When you reconnect the separate Virtual Chassis configurations or connect them for the first time, the members determine whether or not the separate Virtual Chassis configurations can merge. The members use the following rules to determine whether a merge is possible:

• If the Virtual Chassis configurations have the same VCID, then the configurations can merge. If the two Virtual Chassis were formed as the result of a split, they have the same VCID.
• If the VCIDs are different, then the two configurations can merge only if both are active (inactive configurations cannot merge, ensuring that members removed from one Virtual Chassis configuration do not become members of another Virtual Chassis configuration).
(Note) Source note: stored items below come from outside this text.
PR #1713, opened 2025-03-20
chore: Don't set type variables from register_schema()

booxter:
# What does this PR do?

Don't set type variables from register_schema().

`mypy` is not happy about it since type variables are calculated at
runtime and hence the typing hints are not available during static
analysis.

If the configurations to merge are both active and one of them has a user-configured VCID, this ID becomes the ID of the merged Virtual Chassis. If neither Virtual Chassis has a user-configured VCID, then the VCID of the configuration with the highest mastership priority becomes the ID of the merged Virtual Chassis. The resulting merged Virtual Chassis configuration is active.
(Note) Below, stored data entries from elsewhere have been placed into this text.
PR #1887, opened 2025-04-07
refactor: move all llama code to models/llama out of meta reference

ashwinb:
# What does this PR do?

Move around bits. This makes the copies from llama-models _much_ easier to maintain and ensures we don't entangle meta-reference specific tidbits into llama-models code even by accident.

Also, kills the meta-reference-quantized-gpu distro and rolls quantization deps into meta-reference-gpu. 

## Test Plan

```
LLAMA_MODELS_DEBUG=1 \
  with-proxy llama stack run meta-reference-gpu \
  --env INFERENCE_MODEL=meta-llama/Llama-4-Scout-17B-16E-Instruct \
   --env INFERENCE_CHECKPOINT_DIR=<DIR> \
   --env MODEL_PARALLEL_SIZE=4 \
   --env QUANTIZATION_TYPE=fp8_mixed
```

Start a server with and without quantization. Point integration tests to it using:

```
pytest -s -v  tests/integration/inference/test_text_inference.py \
   --stack-config http://localhost:8321 --text-model meta-llama/Llama-4-Scout-17B-16E-Instruct
```


llama_stack/models/llama/datatypes.py
```diff
@@ -47,14 +38,7 @@ class BuiltinTool(Enum):
...
     tool_name: Union[BuiltinTool, str]
-    # Plan is to deprecate the Dict in favor of a JSON string
-    # that is parsed on the client side instead of trying to manage
-    # the recursive type here.
-    # Making this a union so that client side can start prepping for this change.
-    # Eventually, we will remove both the Dict and arguments_json field,
-    # and arguments will just be a str
-    arguments: Union[str, Dict[str, RecursiveType]]
-    arguments_json: Optional[str] = None
+    arguments: Dict[str, RecursiveType]
```
ashwinb, line 41: This change is unintended, will revert

llama_stack/models/llama/llama4/chat_format.py
```diff
@@ -216,12 +210,9 @@ def _process_content(c):
                 content = ToolUtils.encode_tool_call(t, tool_prompt_format)
                 _process_content(content)
 
-        # Tool calls and Tool Response messages should be eom
```
ashwinb, line 219: @hardikjshah this got reverted because the change you made for eom / eot should be made in llama-models also. I will make sure that happens, but this kind of thing is exactly why I want to make this PR. It should be obvious when we are changing llama-models sourced things (and can have automation to detect later)

llama_stack/apis/inference/inference.py
```diff
@@ -25,15 +25,64 @@
...
 )
 from llama_stack.providers.utils.telemetry.trace_protocol import trace_protocol
 from llama_stack.schema_utils import json_schema_type, register_schema, webmethod
 
+register_schema(ToolCall)
+register_schema(ToolParamDefinition)
+register_schema(ToolDefinition)
+
+
+@json_schema_type
```
ashwinb, line 42: these just moved from another place

llama_stack/cli/model/describe.py
```diff
@@ -63,17 +63,6 @@ def _run_model_describe_cmd(self, args: argparse.Namespace) -> None:
             ("Model params.json", json.dumps(model.arch_args, indent=4)),
         ]
 
-        if model.recommended_sampling_params is not None:
```
ashwinb, line 66: I am killing these, it has proven to be premature bloat

hardikjshah (approved):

When you connect two Virtual Chassis configurations, the following events occur:

1. Connecting the two split Virtual Chassis configurations triggers the shortest-path-first (SPF) algorithm. The SPF algorithm computes the network topology and then triggers the master election algorithm. The master election algorithm waits for the members to synchronize the topology information before running.
2. The master election algorithm merges the VCIDs of all the members.
3. Each member runs the master election algorithm to select a master and a backup from among all members with the same VCIDs. For more information, see Understanding How the Master in an EX Series Virtual Chassis Is Elected.
4. The master determines whether the Virtual Chassis configuration is active or inactive. (See What Happens When a Virtual Chassis Configuration Splits.)
5. If the Virtual Chassis configuration is active, the master assigns roles to all members. If the Virtual Chassis configuration is inactive, the master assigns all members the role of linecard.
6. When the other members receive their role from the master, they change their role to backup or linecard. They also use the active or inactive state information sent by the master to set their own state to active or inactive and to construct the Virtual Chassis member list from the information sent by the master.
7. If the Virtual Chassis state is active, the master waits for messages from the members indicating that they have changed their roles to the assigned roles, and then the master changes its own role to master.

Note: When you merge two Virtual Chassis that had not previously been part of the same Virtual Chassis configuration, any configuration settings (such as the settings for Telnet and FTP services, GRES, fast failover, VLANs, and so on) that exist on the new master become the configuration settings for all members of the new Virtual Chassis, overwriting any other configuration settings.